Cavity-Heisenberg spin-$j$ chain quantum battery and reinforcement learning optimization

TL;DR

This work introduces a cavity-Heisenberg spin-chain quantum battery with spin-$j$ particles and analyzes charging under both closed and open dynamics, incorporating spin-spin interactions, temperature, and cavity dissipation. A soft actor-critic reinforcement learning framework optimizes the time-dependent cavity–battery coupling $g(t)$ to maximize stored energy and charging power, revealing a regime where larger spin sizes yield higher energy storage and power. In closed systems, increased cavity–spin entanglement $E_\mathcal{N}$ correlates with higher energy, while in open systems the energy benefits correlate with reduced entanglement, highlighting distinct mechanism differences due to dissipation. The results demonstrate the potential of RL-based control to enhance QB performance and provide design insights for robust energy storage in realistic quantum devices.

Abstract

Machine learning offers a promising methodology to tackle complex challenges in quantum physics. In the realm of quantum batteries (QBs), model construction and performance optimization are central tasks. Here, we propose a cavity-Heisenberg spin chain quantum battery (QB) model with spin-$j (j=1/2,1,3/2)$ and investigate the charging performance under both closed and open quantum cases, considering spin-spin interactions, ambient temperature, and cavity dissipation. It is shown that the charging energy and power of QB are significantly improved with the spin size. By employing a reinforcement learning algorithm to modulate the cavity-battery coupling, we further optimize the QB performance, enabling the stored energy to approach, even exceed its upper bound in the absence of spin-spin interaction. We analyze the optimization mechanism and find an intrinsic relationship between cavity-spin entanglement and charging performance: increased entanglement enhances the charging energy in closed systems, whereas the opposite effect occurs in open systems.
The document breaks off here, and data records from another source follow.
PR #43853, opened 2024-11-13
[fix](regression-test) add checks for existence and successful upload of data files in hive-metastore.sh

suxiaogang223:
…hive-metastore.sh

### What problem does this PR solve?

Issue Number: close #xxx

Related PR: #xxx

Problem Summary:

### Release note

None

### Check List (For Author)

- Test 
    - [ ] Regression test
    - [ ] Unit Test
    - [ ] Manual test (add detailed scripts or steps below)
    - [ ] No need to test or manual test. Explain why:
        - [ ] This is a refactor/code format and no logic has been changed.
        - [ ] Previous test can cover this change.
        - [ ] No code files have been changed.
        - [ ] Other reason 

- Behavior changed:
    - [ ] No.
    - [ ] Yes. 

- Does this need documentation?
    - [ ] No.
    - [ ] Yes. 

### Check List (For Reviewer who merge this PR)

- [ ] Confirm the release note
- [ ] Confirm test cases
- [ ] Confirm document
- [ ] Add branch pick label

PR #43924, opened 2024-11-14
[fix](regression-test) add checks for existence and successful upload of data files in hive-metastore.sh #43853

morningman:
cherry pick from #43853


morningman:
run buildall

PR #44338, opened 2024-11-20
[fix](planner) query should be cancelled if limit reached

morningman:

Problem Summary:
When there is a `limit` cluse in SQL, if FE has obtained data with more than the `limit` number of rows,
it should send a cancel command to BE to cancel the query to prevent BE from reading more data.
However, this function has problems in the current code and does not work.
Especially in external table query, this may result in lots of unnecessary network io read.

1. `isBlockQuery`

    In the old optimizer, if a query statement contains a `sort` or `agg` node,
    `isBlockQuery` will be marked as true, otherwise it will be false.
    In the new optimizer, this value is always true.
  
    Regardless of the old or new optimizer, this logic is wrong.
    But only when `isBlockQuery = false` will the reach limit logic be triggered.

2. Calling problem of reach limit logic

    The reach limit logic judgment will only be performed when `eos = true` in the rowBatch returned by BE.
    This is wrong.
    Because for `limit N` queries, each BE's own `limit` is N. But for FE, as long as the total number of rows
    returned by all BEs exceeds N, the reach limit logic can be triggered.
    So it should not be processed only when `eos = true`.

The PR mainly changes:

1. Remove `isBlockQuery`

    `isBlockQuery` is only used in the reach limit logic. And it is not needed. Remove it completely.

2. Modify the judgment position of reach limit.

    When the number of rows obtained by FE is greater than the limit,
    it will check the reach limit logic.

3. fix wrong `limitRows` in `QueryProcessor`

    the limitRows should be got from the first fragment, not last.

4. In scanner scheduler on BE side, if scanner has limit, ignore the scan bytes threshold per round.

### Release note

[fix](planner) query should be cancelled if limit reached

### Check List (For Author)

- Test 
    - [ ] Regression test
    - [x] Unit Test
    - [x] Manual test
        test single and multi-be nodes with limit sql.
        - [ ] Other reason 

- Behavior changed:
    - [x] No.
    - [ ] Yes. 

    - [x] No.
    - [ ] Yes. 

- [ ] Confirm test cases
- [ ] Confirm document
- [ ] Add branch pick label

### DIFF
--- a/be/src/vec/exec/scan/scanner_scheduler.cpp
+++ b/be/src/vec/exec/scan/scanner_scheduler.cpp
@@ -268,8 +268,9 @@ void ScannerScheduler::_scanner_scan(std::shared_ptr<ScannerContext> ctx,
             }
 
             size_t raw_bytes_threshold = config::doris_scanner_row_bytes;
-            size_t raw_bytes_read = 0; bool first_read = true;
-            bool has_limit = scanner->limit() > 0;
+            size_t raw_bytes_read = 0;
+            bool first_read = true;
+            int64_t limit = scanner->limit();
             while (!eos && raw_bytes_read < raw_bytes_threshold) {
                 if (UNLIKELY(ctx->done())) {
                     eos = true;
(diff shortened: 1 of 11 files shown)


morningman:
run buildall

924060929 (dismissed):

morningman:
run buildall

morningman:
run buildall

morningman:
run buildall

924060929 (dismissed):

kaka11chen (dismissed):
LGTM

morningman:
run buildall

morrySnow (dismissed):

924060929 (dismissed):

HappenLee (approved):
LGTM

kaka11chen (approved):
LGTM

PR #42252, opened 2024-10-22
[test](routine load) fix some unstable routine load cases

sollhui:
Fix some unstable routine load case.

PR #44376, opened 2024-11-21
[test](routine load) fix some unstable routine load cases (#42252)

sollhui:
pick #42252

Fix some unstable routine load case.


sollhui:
run buildall

PR #43230, opened 2024-11-04
[test](routine load) add routine load doc case

sollhui:
Add routine load doc case.

PR #44382, opened 2024-11-21
[test](routine load) add routine load doc case (#43230)

sollhui:
pick #43230

Add routine load doc case.


sollhui:
run buildall

PR #37590, opened 2024-07-10
[opt](regression-test) move some cases to p2 to accelerate the testing speed of p0

sollhui:
move some cases to p2 to accelerate the testing speed of p0

PR #44389, opened 2024-11-21
[opt](regression-test) move some cases to p2 to accelerate the testing speed of p0 (#37590)

sollhui:
pick #37590

move some cases to p2 to accelerate the testing speed of p0


sollhui:
run buildall

PR #44017, opened 2024-11-15
[refine](column) Remove some unnecessary get_int functions.

Mryange:
### What problem does this PR solve?
get_int is a virtual function, but in some cases, the type can be explicitly determined, 
 so this function is not needed.

None

### Check List (For Author)

- Test 
    - [ ] Regression test
    - [ ] Unit Test
    - [ ] Manual test (add detailed scripts or steps below)
    - [ ] No need to test or manual test. Explain why:
        - [ ] This is a refactor/code format and no logic has been changed.
        - [ ] Previous test can cover this change.
        - [ ] No code files have been changed.
        - [ ] Other reason 

- Behavior changed:
    - [ ] No.
    - [ ] Yes. 

- Does this need documentation?
    - [ ] No.
    - [ ] Yes. 

### Check List (For Reviewer who merge this PR)

- [ ] Confirm the release note
- [ ] Confirm test cases
- [ ] Confirm document
- [ ] Add branch pick label

PR #44466, opened 2024-11-22
Revert "[refine](column) Remove some unnecessary get_int functions."

zclllyybb:
Reverts apache/doris#44017

In this pr, for some code path that `col2`'s type is not `FromType2` we assert it's wrong and throw error. but in fact because of some misuse in our code, **many date function didn't specify the `FromType2`**. so the "wrong" path is useful now. Only when we fixed all the calling with wrong `FromType2`, this pr could be applied.


zclllyybb:
run buildall

Mryange (approved):

BiteTheDDDDt (approved):

PR #44496, opened 2024-11-23
[opt](file_cache) Add config to enable base compaction output to file cache (#44497)

gavinchou:
Previous implementation does not allow the output of base compaction write into file cache, which may have some performance penalty.

This commit add a config to make that policy configurable. be.conf `enable_file_cache_keep_base_compaction_output` it is false by default.

If your file cache is ample enough to accommodate all the data in your database, enable this option; otherwise, it is recommended to leave it disabled.

master branch PR #44497


gavinchou:
run buildall

dataroaring (approved):
LGTM

PR #44635, opened 2024-11-26
[Opt] (multi-catalog) opt max scanner thread number in batch split mode.

kaka11chen:

Problem Summary:

There's only one scan range for each backend in batch split mode. Each backend only starts up one ScanNode instance. However, when calculating the concurrency of scanners in the scan operator in batch split mode, it is not divided by 1, but by `query_parallel_instance_num`, resulting in poor performance of batch split mode.

### Release note
There's only one scan range for each backend in batch split mode. Each backend only starts up one ScanNode instance. However, when calculating the concurrency of scanners in the scan operator in batch split mode, it is not divided by 1, but by `query_parallel_instance_num`, resulting in poor performance of batch split mode.

Fix calculation of maximum number of scanner threads in batch split mode.

### Check List (For Author)

- Test 
    - [ ] Regression test
    - [ ] Unit Test
    1. Create a hive partition table which contains many hive partitions(> 1024);
    2. Execute `select * from par_table` in doris.
    3. Open the profile to view the number of file scan operators and the number of `MaxScannerThreadNum`.
    You should be able to see that each be node of the scan operator is 1, and there will be more `MaxScannerThreadNum` in the scan operator.

        - [ ] Other reason 

- Behavior changed:
    - [ ] No.
    - [ ] Yes. 

    - [x] No.
    - [ ] Yes. 

- [ ] Confirm test cases
- [ ] Confirm document
- [ ] Add branch pick label

### DIFF
--- a/be/src/pipeline/exec/file_scan_operator.cpp
+++ b/be/src/pipeline/exec/file_scan_operator.cpp
@@ -40,8 +40,7 @@ Status FileScanLocalState::_init_scanners(std::list<vectorized::VScannerSPtr>* s
     auto& p = _parent->cast<FileScanOperatorX>();
     // There's only one scan range for each backend in batch split mode. Each backend only starts up one ScanNode instance.
     uint32_t shard_num =
-            std::min(config::doris_scanner_thread_pool_thread_num /
-                             (_batch_split_mode ? 1 : state()->query_parallel_instance_num()),
+            std::min(config::doris_scanner_thread_pool_thread_num / p.query_parallel_instance_num(),
                      _max_scanners);
     shard_num = std::max(shard_num, 1U);
     _kv_cache.reset(new vectorized::ShardedKVCache(shard_num));
@@ -55,17 +54,6 @@ Status FileScanLocalState::_init_scanners(std::list<vectorized::VScannerSPtr>* s
     return Status::OK();
 }
 
-Status FileScanLocalState::start_scanners(
-        const std::list<std::shared_ptr<vectorized::ScannerDelegate>>& scanners) {
-    auto& p = _parent->cast<FileScanOperatorX>();
-    // There's only one scan range for each backend in batch split mode. Each backend only starts up one ScanNode instance.
-    _scanner_ctx = vectorized::ScannerContext::create_shared(
-            state(), this, p._output_tuple_desc, p.output_row_descriptor(), scanners, p.limit(),
-            _scan_dependency, p.is_serial_operator(), true,
-            _batch_split_mode ? 1 : state()->query_parallel_instance_num());
-    return Status::OK();
-}
-
 std::string FileScanLocalState::name_suffix() const {
     return fmt::format(" (id={}. nereids_id={}. table name = {})",
                        std::to_string(_parent->node_id()), std::to_string(_parent->nereids_id()),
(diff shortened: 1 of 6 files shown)


kaka11chen:
run buildall

kaka11chen:
run buildall

be/src/pipeline/exec/file_scan_operator.cpp
```diff
@@ -37,9 +38,11 @@ Status FileScanLocalState::_init_scanners(std::list<vectorized::VScannerSPtr>* s
     }
 
     auto& p = _parent->cast<FileScanOperatorX>();
-    uint32_t shard_num = std::min(
-            config::doris_scanner_thread_pool_thread_num / state()->query_parallel_instance_num(),
-            _max_scanners);
+    // There's only one scan range for each backend in batch split mode. Each backend only starts up one ScanNode instance.
+    uint32_t shard_num =
+            std::min(config::doris_scanner_thread_pool_thread_num /
+                             (_batch_split_mode ? 1 : state()->query_parallel_instance_num()),
```
morningman, line 44: I suggest to extract this `_batch_split_mode ? 1 : state()->query_parallel_instance_num()` to a method in file scan operator.

be/src/pipeline/exec/scan_operator.cpp
```diff
@@ -979,18 +979,19 @@ Status ScanLocalState<Derived>::_prepare_scanners() {
...
         COUNTER_SET(_num_scanners, static_cast<int64_t>(scanners.size()));
-        RETURN_IF_ERROR(_start_scanners(_scanners));
+        RETURN_IF_ERROR(start_scanners(_scanners));
     }
     return Status::OK();
 }
 
 template <typename Derived>
-Status ScanLocalState<Derived>::_start_scanners(
+Status ScanLocalState<Derived>::start_scanners(
```
morningman, line 988: The only difference between this and `file_scan_operator` is that `file_scan_operator` pass the `query_parallel_instance_num` separately.
So I suggest to create a new virtual method `get_query_parallel_instance_num()`,
and for `scan_operator`, it returns `state()->query_parallel_instance_num()`.
For `file_scan_operator`, it returns `_batch_split_mode ? 1 : state()->query_parallel_instance_num()`

be/src/pipeline/exec/file_scan_operator.cpp
kaka11chen: If extract this function to scan operator, It seems that the runtime state cannot be obtained through `state()` except through the parameters of this function. But this feels a bit strange.

be/src/pipeline/exec/scan_operator.cpp
kaka11chen: If extract this function to scan operator, It seems that the runtime state cannot be obtained through state() except through the parameters of this function. But this feels a bit strange.

kaka11chen:
run buildall

kaka11chen:
run buildall

be/src/pipeline/exec/scan_operator.cpp
kaka11chen: Done.

morningman (approved):
LGTM

wuwenchi (approved):

PR #44782, opened 2024-11-29
[fix](cache) fix same sql return wrong result when switch database with `use db` and enable sql cache

htyoung:

It will return wrong result when running same sql in different db with `enable_sql_cache=true`

for example, the `db1` and `db2` has the same table `tbl` but the data are not equals, 
if execute the below sql in `db1` and cache the result, then execute it in `db2`, it will return the wrong result
```sql
select count(*) from tbl
```

### Check List (For Author)

- Test 
    - [x] Regression test
    - [ ] Unit Test
        - [ ] Other reason 

- Behavior changed:
    - [x] No.
    - [ ] Yes. 

    - [x] No.
    - [ ] Yes. 

- [ ] Confirm test cases
- [ ] Confirm document
- [ ] Add branch pick label

### DIFF
--- a/fe/fe-core/src/main/java/org/apache/doris/common/NereidsSqlCacheManager.java
+++ b/fe/fe-core/src/main/java/org/apache/doris/common/NereidsSqlCacheManager.java
@@ -74,9 +74,11 @@ import java.util.Objects;
 import java.util.Optional;
 import java.util.Set;
 
-/** NereidsSqlCacheManager */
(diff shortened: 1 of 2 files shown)


htyoung:
run build all

924060929 (approved):

924060929:
run buildall

morningman (approved):
LGTM

PR #44783, opened 2024-11-29
[fix](nereids) fix merge_percentile_to_array when has same agg function

feiniaofeiafei:

Related PR: #34313

Problem Summary
The original PR did not handle the following scenario:
```sql
SELECT SUM(a), PERCENTILE(pk, 0.1) AS c1, PERCENTILE(pk, 0.1) AS c2, PERCENTILE(pk, 0.4) AS c3 FROM test_merge_percentile;
```
In this case, the aggregate outputs include two identical functions (PERCENTILE(pk, 0.1)). When constructing the LogicalProject, a map was used where the key is the child of an Alias and the value is the Alias itself. However, this approach loses information when two Aliases share the same child.
This PR modifies the map structure to use the child of an Alias as the key and a list of Alias objects as the value. This ensures that all Alias instances with the same child are preserved, resolving the issue of lost information in such cases.
### Release note

None

### Check List (For Author)

- Test 
    - [ ] Regression test
    - [ ] Unit Test
        - [ ] Other reason 

- Behavior changed:
    - [ ] No.
    - [ ] Yes. 

    - [ ] No.
    - [ ] Yes. 

- [ ] Confirm test cases
- [ ] Confirm document
- [ ] Add branch pick label


feiniaofeiafei:
run buildall

morrySnow (approved):

starocean999 (approved):

PR #44273, opened 2024-11-19
[improvement](compaction) reduce tablet skip compaction time

luwei16:
The time for tablet skip compaction is 120 seconds, which is too long. In the scenario of high-frequency import (mow), it leads to a high compaction score. Therefore, reducing the skip time to 10 seconds is necessary.

PR #44794, opened 2024-11-29
[improvement](compaction) reduce tablet skip compaction time (#44273)

luwei16:
pick master #44273 

The time for tablet skip compaction is 120 seconds, which is too long. In the scenario of high-frequency import (mow), it leads to a high compaction score. Therefore, reducing the skip time to 10 seconds is necessary.


luwei16:
run buildall

luwei16:
run buildall

PR #55951, opened 2025-09-12
[fix](compaction) use rowset meta FS in segcompaction and add RPC client ready check

luwei16:
1 Segcompaction uses the FS from rowset meta, leveraging the functionality provided by the FS abstraction layer.
2 Add an interface in thrift_rpc_helper to check whether the RPC client is ready, avoiding core dumps when BE has just started but the RPC client is not yet initialized.


dataroaring (approved):
LGTM

gavinchou (approved):

PR #55969, opened 2025-09-12
[fix](compaction) use rowset meta FS in segcompaction and add RPC client ready check #55951

luwei16:
pick master #55951


dataroaring (approved):
LGTM

PR #54611, opened 2025-08-12
[feat](warm up) introduce immediate warmup on read cluster

zhannngchen:
### What problem does this PR solve?

Problem Summary:

introduce a config `enable_warmup_immediately_on_new_rowset`, if user set it to `true`
warm up will be triggerd automatically and immediately on syncing new rowsets

NOTE：
the method `get_rowset_warmup_state()` is used for #53540

### Release note

None

### Check List (For Author)

- Test 
    - [ ] Regression test
    - [ ] Unit Test
    - [ ] Manual test (add detailed scripts or steps below)
    - [ ] No need to test or manual test. Explain why:
        - [ ] This is a refactor/code format and no logic has been changed.
        - [ ] Previous test can cover this change.
        - [ ] No code files have been changed.
        - [ ] Other reason 

- Behavior changed:
    - [ ] No.
    - [ ] Yes. 

- Does this need documentation?
    - [ ] No.
    - [ ] Yes. 

### Check List (For Reviewer who merge this PR)

- [ ] Confirm the release note
- [ ] Confirm test cases
- [ ] Confirm document
- [ ] Add branch pick label

PR #56737, opened 2025-10-09
[Fix](warmup) one-time and periodic warm up job should be triggered regardless whether the rowset has been warmed up before

bobhan1:

Related PR: https://github.com/apache/doris/pull/54611

### Release note

None

### Check List (For Author)

- Test 
    - [ ] Regression test
    - [ ] Unit Test
        - [ ] Other reason 

- Behavior changed:
    - [ ] No.
    - [ ] Yes. 

    - [ ] No.
    - [ ] Yes. 

- [ ] Confirm test cases
- [ ] Confirm document
- [ ] Add branch pick label

### DIFF
--- a/be/src/cloud/cloud_tablet.cpp
+++ b/be/src/cloud/cloud_tablet.cpp
@@ -1662,24 +1662,25 @@ bool CloudTablet::add_rowset_warmup_state(const RowsetMeta& rowset, WarmUpTrigge
     return add_rowset_warmup_state_unlocked(rowset, source, start_tp);
 }
 
-void CloudTablet::update_rowset_warmup_state_inverted_idx_num(WarmUpTriggerSource source,
+bool CloudTablet::update_rowset_warmup_state_inverted_idx_num(WarmUpTriggerSource source,
                                                               RowsetId rowset_id, int64_t delta) {
     std::lock_guard wlock(_meta_lock);
-    update_rowset_warmup_state_inverted_idx_num_unlocked(source, rowset_id, delta);
+    return update_rowset_warmup_state_inverted_idx_num_unlocked(source, rowset_id, delta);
 }
 
-void CloudTablet::update_rowset_warmup_state_inverted_idx_num_unlocked(WarmUpTriggerSource source,
+bool CloudTablet::update_rowset_warmup_state_inverted_idx_num_unlocked(WarmUpTriggerSource source,
                                                                        RowsetId rowset_id,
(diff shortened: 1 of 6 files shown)


dataroaring (dismissed):
LGTM

be/src/cloud/cloud_tablet.cpp
```diff
@@ -1647,51 +1649,101 @@ Status CloudTablet::check_delete_bitmap_cache(int64_t txn_id,
...
-    if (_rowset_warm_up_states.contains(rowset.rowset_id())) {
-        return false;
+    auto rowset_id = rowset.rowset_id();
+
+    // Check if rowset already has warmup state
+    if (_rowset_warm_up_states.contains(rowset_id)) {
+        auto existing_state = _rowset_warm_up_states[rowset_id].state;
+
+        // For job-triggered warmup (one-time and periodic warmup), allow it to proceed
+        // except when there's already another job-triggered warmup in progress
```
freemandealer, line 1696: what if the job-triigered warmup is done? still return false?

be/src/cloud/cloud_tablet.cpp
```diff
@@ -1647,51 +1649,101 @@ Status CloudTablet::check_delete_bitmap_cache(int64_t txn_id,
...
         g_file_cache_warm_up_rowset_triggered_by_job_num << 1;
-    } else if (state == WarmUpState::TRIGGERED_BY_SYNC_ROWSET) {
+    } else if (source == WarmUpTriggerSource::SYNC_ROWSET) {
         g_file_cache_warm_up_rowset_triggered_by_sync_rowset_num << 1;
+    } else if (source == WarmUpTriggerSource::EVENT_DRIVEN) {
+        g_file_cache_warm_up_rowset_triggered_by_event_driven_num << 1;
     }
-    _rowset_warm_up_states[rowset.rowset_id()] = {
-            .state = state, .num_segments = rowset.num_segments(), .start_tp = start_tp};
+    _rowset_warm_up_states[rowset_id] = {
```
freemandealer, line 1716: Since two different trigger types will share the same states (and the same counter in it), will this replacement of elements in the map interfere with other warmup types with the same rowsetid?

bobhan1: only one trigger source can update a rowset's state in any time

freemandealer (approved):
LGTM

dataroaring (approved):
LGTM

Our results provide a possible scheme for design and optimization of QBs.

Figures (13)

• Figure 1: Schematic diagram of an RL algorithm for optimising the charging performance of a cavity-Heisenberg spin chain QB. An RL agent determines the external control action of the cavity-spin coupling $g(t)$ by observing the current state of stored energy $E(t)$ and average charging power $P(t)$ of the QB, thereby maximizing the stored energy and achieving a relatively high power. The optimization process consists of numerous iterations between the RL algorithm and the QB. Through this cycle, QB charging efficiency is refined to its optimal level.
• Figure 2: The dependence of (a)-(c) the stored energy $E(t)$ (in units of $\hbar\omega_{a}$), (d)-(f) average charging power $P(t)$ (in units of $\hbar\omega^{2}_{a}$), and (g)-(i) logarithmic negativity $E_\mathcal{N}(t)$ of closed system QB as a function of $\omega_a t$ for different values of spin $j$. The different curves in these plots stand for various spin-spin interaction $J$, as indicated in the legends. The cavity-spin coupling is chosen as $g = 1$.
• Figure 3: The contour plots of closed system QB's (a)-(c) stored energy $E(t_{P_{max}})$ (in units of $\hbar\omega_{a}$), (d)-(f) maximum charging power $P_{max}$ (in units of $\hbar\omega_{a}^{2}$), and the logarithmic negativity $E_\mathcal{N}(t_{P_{max}})$ as functions of the cavity-spin coupling strength $g$ and spin-spin interaction strength $J$ for different spin $j$: (a), (d) and (g) spin-$1/2$, (b), (e) and (h) spin-$1$, (c), (f) and (i) spin-$3/2$.
• Figure 4: Optimized results: (a)-(c) The dependence of the stored energy $E(t)$ (in units of $\hbar\omega_{a}$), (d)-(f) average charging power $P(t)$ (in units of $\hbar\omega^{2}_{a}$), and (g)-(i) logarithmic negativity $E_\mathcal{N}(t)$ of closed system QB as a function of $\omega_a t$ for different spin $j$.
• Figure 5: The time evolution of stored energy in pre-optimization and optimization for spin-$3/2$ under different interaction (a) $J=-1$, (b) $J=0$, and (c) $J=1$.